ALUMNI SALARIES GENERALLY UP
Overall, it was a good year for MBA graduates. Alumni salaries at many schools advanced higher. In fact, reported salaries were above last year’s levels at 11 of the 12 schools where alums report the highest pay. The biggest year-over-year increase was at Stanford, up 9.9%, but alumni salaries were was also up 7.9% at Harvard Business School where they rose to $192,133, from $178,113 a year earlier (see table below).
And despite some worries about the future of two-year MBA programs, they more than held their own against the one-year options in the Financial Times ranking this year. The FT noted that a majority of two-year programs went up or maintained their year-earlier ranks (31 up and 21 down) while their one-year rivals lost ground (14 up and 21 down). The newspaper also published data from its alumni survey which showed that students of two-year programs are far more likely to receive scholarship support than those from one-year programs (52% at two-year programs vs. 39% at one year options. The increase in salaries over pre-MBA levels also was slightly highly for graduates of two-year programs, 110% versus 101%.
Fears that anti-immigration rhetoric in the U.S. along with Trump’s election would have a big impact on the percentage of international MBA students was not borne out by the FT’s data, even though some individual schools have reported declines in non-U.S. applicants and students.

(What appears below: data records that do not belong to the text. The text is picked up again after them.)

PR #444, opened 2025-07-23
feat: Class - IMPLEMENTS -> Trait

fayekelmith:
- Add the implements edge
- Implement it on Rust

### DIFF
--- a/ast/src/lang/parse/format.rs
+++ b/ast/src/lang/parse/format.rs
@@ -253,6 +253,26 @@ impl Lang {
         })?;
         Ok(inst)
     }
+
+    pub fn format_implements(
+        &self,
+        m: &QueryMatch,
+        code: &str,
+        q: &Query,
+    ) -> Result<(String, String)> {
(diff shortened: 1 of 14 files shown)


ast/src/lang/parse/format.rs
```diff
@@ -54,7 +55,28 @@ impl Lang {
...
             Ok(())
         })?;
-        Ok((cls, associations))
+
+        if self.lang.filter_by_implements() {
+            if let Some(implements_query) = self.lang.implements_query() {
+                let implements_q = self.lang.q(&implements_query, &NodeType::Class);
+                let tree = self.lang.parse(code, &NodeType::Class)?;
+                let mut cursoe = QueryCursor::new();
+                let mut matches = cursoe.matches(&implements_q, tree.root_node(), code.as_bytes());
```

A majority of US schools have recruited fewer international students, but the average proportion for ranked institutions is down by only one percentage point to 38%, according to the FT. While there are some variations, the overall number of enrolled students at FT-ranked schools in the U.S. in 2017 remained stable at roughly 12,000. A little more than half of schools enrolled more students last year than in 2016.
ASIAN SCHOOLS ON THE RISE IN THE FT RANKING
Asian schools did especially well this year. Besides the eighth place finish by CEIBS, the National University of Singapore Business School is up eight places to 18, its best performance. Renmin University of China School of Business is back at 39, up four places from 2015. Finally, Lee Kong Chian School of Business became the third ranked school from Singapore and the highest completely new entrant at 49.

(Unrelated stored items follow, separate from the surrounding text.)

Issue #452, opened 2025-07-25
rust enums


Evanfeenstra:
are rust enums considered DataModel?

They should be

Also typescript enum

PR #455, opened 2025-07-25
fix: Rust enums as Data model

fayekelmith:
Addressing #452 

added rust ENUMS as DataModels and Class (if they have an impl) it's based on #444

### DIFF
--- a/ast/src/lang/parse/format.rs
+++ b/ast/src/lang/parse/format.rs
@@ -253,6 +253,26 @@ impl Lang {
         })?;
         Ok(inst)
     }
+
+    pub fn format_implements(
+        &self,
+        m: &QueryMatch,
+        code: &str,
+        q: &Query,
+    ) -> Result<(String, String)> {
+        let mut class_name = String::new();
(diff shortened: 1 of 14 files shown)


ast/src/lang/parse/format.rs
```diff
@@ -54,7 +55,28 @@ impl Lang {
...
             Ok(())
         })?;
-        Ok((cls, associations))
+
+        if self.lang.filter_by_implements() {
+            if let Some(implements_query) = self.lang.implements_query() {
+                let implements_q = self.lang.q(&implements_query, &NodeType::Class);
+                let tree = self.lang.parse(code, &NodeType::Class)?;
+                let mut cursoe = QueryCursor::new();
+                let mut matches = cursoe.matches(&implements_q, tree.root_node(), code.as_bytes());
```
Evanfeenstra, line 64: cant we use the `node` already collected from the CLASS? Instead of `tree.root_node()`

This way, its running queries over the entire file... but we only need to query the class text right?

“The real story this year is Asia, and China in particular,” adds Symonds of Fortuna Admissions. “CEIBS breaking into the top 10 is the sign of things to come, and I can’t wait to see the FT Global MBA Ranking of 2023. Renmin, Fudan and Singapore Management University have made startlingly high entries into the FT’s top 50, and 2018 has a record number of Asian schools that made the list. The U.S. and Europe cannot afford to rest on their laurels.”
Among the U.S. business schools to completely drop off the list this year were the University of South Carolina, which ranked 77th last year; the University of Illinois at Urbana-Champaign, which was ranked 83rd; the University of Iowa’s Tippie School of Business, ranked 84th in 2017; George Washington University, ranked 86th a year ago, and Temple University’s Fox School of Business, which weighed in at a rank of 95 in 2017.
Besides IE Business School in Spain, non-U.S. schools that disappeared this year include Incae, which had been ranked 89th last year; Grenoble, ranked 92nd; Spade, ranked 97th; Birmingham, ranked 98th, Vlerick, ranked 99th, and Queen’s University’s Smith School of Business in Ontario, Canada,, ranked 100th last year.